The magnetic field outside a toroid is effectively zero due to the unique geometry and symmetry of this magnetic structure. A toroid is a doughnut-shaped or ring-like core typically made of ferromagnetic material, around which a coil or winding is wound. The reasons behind the near-zero magnetic field outside the toroid are as follows:

**Closed Magnetic Path:**- The toroidal shape inherently provides a closed magnetic path for the magnetic flux generated by the current flowing through the coil. Unlike other magnetic structures with open paths, the toroid confines the magnetic field within itself, minimizing its external influence.

**Cancellation of Magnetic Fields:**- The toroid’s design involves a series of closely wound turns of wire forming a coil around the toroidal core. The magnetic fields generated by each turn of the coil contribute to the overall magnetic field within the toroid. Due to the toroid’s symmetry, these magnetic fields add up in a way that cancels out the external magnetic field, resulting in minimal flux leakage.

**Ampere’s Circuital Law:**- According to Ampere’s Circuital Law, the integral of the magnetic field along a closed loop is equal to the product of the permeability of free space and the current passing through the loop. In the case of a toroid, the closed loop is within the toroid itself, and the winding of the coil ensures that the magnetic field is concentrated within this closed loop.

**Equal and Opposite Magnetic Contributions:**- The toroidal core has a circular cross-section, and the current passing through the coil produces magnetic fields that circulate around the core. The circular symmetry of the toroid ensures that the magnetic contributions from different points around the toroid are equal and opposite, leading to the cancellation of the magnetic field outside the toroid.
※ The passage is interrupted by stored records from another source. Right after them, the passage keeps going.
PR #73, opened 2015-01-20
Upgrading to Django 1.7 and associated refactoring 

brettpthomas:
Updating app requirements to 1.7. This necessitated a few other changes. What you should note: 

- Using a new class `XBrowseBaseConfig(AppConfig)` for app instantiation. This is a huge win, as it gets rid of a weird dependency issue that was, among other issues, causing Postgres to break. I didn't realize until today that this hook was added in 1.7 :) 

- I got rid of all the South migrations and created new django migrations from scratch. This shouldn't affect any developer interface, though take care to use the `makemigrations` and `migrate` commands moving forward.


README.md
```diff
@@ -67,4 +67,9 @@ After you've loaded the 1000 Genomes test project, you can run integration tests
     python functional_tests.py
 
 These tests assume that the `1kg` project above has been loaded - they run
-a bunch of browser simulations to make sure that the correct search results are returned.
\ No newline at end of file
+a bunch of browser simulations to make sure that the correct search results are returned.
+
+
+- psycopg2 in pip
```
bw2: These last 2 lines seem out of place

xbrowse_server/base/apps.py
```diff
@@ -0,0 +1,21 @@
...
+        Some of the Stores in the Mall depend on data stored in the db.
+        For example, the Datastore (ie. VariantStore) needs to know which projects have access to
+        which custom reference populations.
+        We set that up here, rather than store the state in the Datastore itself, to reduce the complexity of the Datastore API.
+        """
+        Project = self.get_model('Project')
+        mall.x_custom_populations_map = {p.project_id: p.private_reference_population_slugs() for p in Project.objects.all()}
+
+        ReferencePopulation = self.get_model('ReferencePopulation')
+        mall.x_custom_populations = ReferencePopulation.get_annotator_spec()
```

In summary, the combination of the closed magnetic path provided by the toroidal shape, the cancellation of magnetic fields due to the coil winding, and the circular symmetry of the toroid results in an almost negligible magnetic field outside the toroid. This property makes toroids valuable in applications where a confined and controlled magnetic field is desirable, such as in transformers and inductors.